Medical

Black and brown Americans less likely to get treatment for opioid addiction

INDIANAPOLIS (WISH) — The COVID-19 pandemic caused racial disparities in access to treatment for opioid use disorder, a new study shows.

Black and brown Americans were less likely to seek treatment than white Americans.

News 8 spoke with Dr. Jerome Adams, WISH-TV’s medical expert and former U.S. surgeon general, about this research. 

Mary Gillis: A new study published in JAMA shows the pandemic worsened racial and ethnic disparities in the use of medications to treat patients with opioid use disorder. Talk to me about the study. What did they find?

Dr. Jerome Adams: Well, this was a study of patients who filled over a million and a half prescriptions to treat opioid use disorder. Many people need additional help to transition off addictive drugs like heroin and fentanyl. The main two are buprenorphine and naltrexone.

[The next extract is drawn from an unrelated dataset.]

PR #4439, opened 2020-07-14
simplify collection metadata rendering

no-reply:
Collection metadata had complex helper behavior that led to a cyclical
dependency between view code, helpers, and renderers. This rewrite simplifies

And these are the two mainstays of what we call medication assisted treatment. Now, what’s important for people to really understand is that the pandemic disrupted care in all sorts of ways. Cancer screenings went down. Childhood vaccinations went down. This is answering the question as to whether people’s access to medicated assisted treatment went down and the study found that it did. 

Gillis: Dr. Adams, are you surprised by these results? The pandemic had an impact, but we’ve also talked about barriers to treatment–environmental factors, financial costs. Could these also be underlying factors?

Adams: I wasn’t surprised by the results of the study, but we should be concerned. And what do people need to know? We were actually seeing prescriptions for medical assisted treatment going up prior to the pandemic. Meaning we were actually making progress in getting more people access to care. Then COVID-19 hit and we saw prescriptions level off on a national basis for everyone. But we saw for black and brown communities in particular then went down precipitously and it’s why we need to look at information on a national scale, but we also need to break it down demographically. And in part it accounts for what we saw in 2020 and that was a 30 percent increase in opioid deaths and a 30 to 40 percent increase in deaths for black and brown communities.

Gillis: What needs to be done? In the immediate term and then in the long term…

Adams: What we need to do is continue to collect data and break it down by demographic groups because not all groups are impacted in the same way. Once we collect that data we can target interventions to specific communities and this study shows us that we particularly need to go to communities who have higher rates of poverty, where you have higher rates of black individuals from the data in this study and direct interventions that will allow them to get better access to medication assisted treatment so that we can prevent people from dying from opioid use disorder in continuing record numbers.